LES PARABOLES DU SEIGNEUR, par Dr. Wilbert Kreiss - index
LE FILS PRODIGUE ou LE PERE ET SES DEUX FILS: Luc 15:11-32
Ce n'est pas, à vrai dire, la parabole du fils prodigue, car il y en a deux et les deux entrent en scène, mais la parabole du père et de ses deux fils, et le père en reste de loin la figure principale. Jamais Jésus ne nous a laissé pénétrer aussi loin dans le mystère de Dieu et de son pardon. Jamais il n'a autant soulevé le voile qui cache la personne de Dieu, et jamais il n'a jeté une aussi vive lumière sur la condition et sur le destin de l'homme. On ne comprend pas bien pourquoi un seul évangile a conservé ce joyau. C'est l'Evangile dans l'Evangile, la perle des paraboles, la quintessence de la bonne nouvelle. Il n'y a pas de déchéance plus grave que celle de ce fils prodigue, et il n'y a pas d'amour plus gratuit et plus grand que celui que ce père témoigne à ses deux fils. Splendide! Cette parabole est plus intense encore que les deux précédentes, car il ne s'agit plus d'une brebis et d'une drachme, mais de deux fils qui illustrent les pécheurs qui se repentent et les propres-justes qui n'ont pas besoin de repentance. Ou plutôt, qui pensent ne pas en avoir besoin.

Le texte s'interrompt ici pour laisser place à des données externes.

PR #647, opened 2020-04-26
Select proper default for `output_field` based on distinct value

javiplx:
Will return a set when distinct is enabled, and a list otherwise

### DIFF
--- a/src/django_mysql/models/aggregates.py
+++ b/src/django_mysql/models/aggregates.py
@@ -1,4 +1,5 @@
 from django.db.models import Aggregate, CharField
+from django_mysql.models.fields import SetCharField, ListCharField
 
 
 class BitAnd(Aggregate):
@@ -24,8 +25,10 @@ class GroupConcat(Aggregate):
     ):
 
         if "output_field" not in extra:
-            # This can/will be improved to SetTextField or ListTextField
-            extra["output_field"] = CharField()
+            if distinct:
+                extra['output_field'] = SetCharField(CharField())
+            else:
+                extra['output_field'] = ListCharField(CharField())
 
         super().__init__(expression, **extra)
 


tests/testapp/test_aggregates.py
```diff
@@ -104,14 +103,14 @@ def test_separator_big(self):
...
-        concatted_ids = ",".join([str(self.jk.id + 1), str(self.grisham.id + 1)])
+        concatted_ids = [str(self.jk.id + 1), str(self.grisham.id + 1)]
         assert out == {"tids": concatted_ids}
 
     def test_application_order(self):
         out = Author.objects.exclude(id=self.shakes.id).aggregate(
             tids=GroupConcat("tutor_id", distinct=True)
         )
-        assert out == {"tids": str(self.shakes.id)}
+        assert out == {"tids": set(map(str,[self.shakes.id]))}
```
adamchainz, line 113:
```suggestion
        assert out == {"tids": {str(self.shakes.id)}}
```

javiplx: Thanks. I'm quite old school and sets are somewhat new to me ...

javiplx:
I believe that all functional tests succeed, but have no idea neither why the py38-multilint complains nor how to fix that particular error.

adamchainz:
The error:

```
py38-codestyle run-test: commands[0] | multilint
Running black check
would reformat /home/runner/work/django-mysql/django-mysql/src/django_mysql/models/aggregates.py
Oh no! 💥 💔 💥
1 file would be reformatted, 90 files would be left unchanged.
black failed
```

Run [black](http://black.readthedocs.io/) on the file to fix that.

adamchainz:
So thinking about how we release this - it's a small breaking change. I think it will need a major version bump to communicate this, so I'd like to batch it with some other breaking changes I've not got around to making.

adamchainz:
@javiplx It'll be faster if you run `isort` and `black` locally, rather than iterating against them on CI :) If you don't have python 3.8 locally, you should be able to run them with 3.6 or 3.7 just fine.

javiplx:
Finally !!!!  
Regarding releasing, I agree with the mayor approach because this is not backwards compatible. In any case we'll make an internal release based on 3.2.0, because we're still running django 1.11

PR #651, opened 2020-05-03
Tested on MySQL v8.0.17

sudarshandk:
Running the ./manage.py check results in the below output:

System check identified no issues (0 silenced)


adamchainz:
I'm afraid that doesn't run the tests at all. We can't just document it as working because the (few) system checks pass.

#583 is my start of running the tests on MySQL 8 and needs completing.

Un homme avait deux fils. Le plus jeune dit à son père...:
On notera la sobriété du récit, surtout du début (V.11). Le fils aîné reste à la maison; il sera l'héritier de l'exploitation. En tant qu'aîné, il touchera une double part (Deutéronome 21:17). Le cadet, lui, demande la sienne et s'en va. Il ne se plaît plus à la maison. Il s'y sent à l'étroit. Il ne vit plus de l'amour de ses parents. Il aspire à la liberté, la liberté la plus totale, la licence, la débauche (V.30). Quel avertissement pour les jeunes!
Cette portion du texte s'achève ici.